[Start of section]

PR #3613, opened 2023-02-18
.golangci.reference.yml validation

pohly:
I recently (see https://github.com/golangci/golangci-lint/pull/3612) worked on configuration changes that touched the reader. I found no unit test for it, so I added one with the `.golangci.reference.yml` file as input.

The positive side effect is that putting something invalid there now gets flagged during testing. The negative effect is that invalid configuration entries must be commented out, which makes it a bit less readable.

### DIFF
--- a/.golangci.reference.yml
+++ b/.golangci.reference.yml
@@ -1018,48 +1018,51 @@ linters-settings:
       - unusedwrite
 
     # Enable all analyzers.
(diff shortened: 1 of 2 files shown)


ldez:
Hello,

sorry but the reference can be handled like that.

I don't think we need to validate the reference, and the reference by the exhaustivity is invalid by nature.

[End of section]

WORK REQUIRED »
A verbatim copy of all the records is to be produced.

YOUR RESPONSE »
PR #3613, opened 2023-02-18
.golangci.reference.yml validation

pohly:
I recently (see https://github.com/golangci/golangci-lint/pull/3612) worked on configuration changes that touched the reader. I found no unit test for it, so I added one with the `.golangci.reference.yml` file as input.

The positive side effect is that putting something invalid there now gets flagged during testing. The negative effect is that invalid configuration entries must be commented out, which makes it a bit less readable.

### DIFF
--- a/.golangci.reference.yml
+++ b/.golangci.reference.yml
@@ -1018,48 +1018,51 @@ linters-settings:
       - unusedwrite
 
     # Enable all analyzers.
(diff shortened: 1 of 2 files shown)


ldez:
Hello,

sorry but the reference can be handled like that.

I don't think we need to validate the reference, and the reference by the exhaustivity is invalid by nature.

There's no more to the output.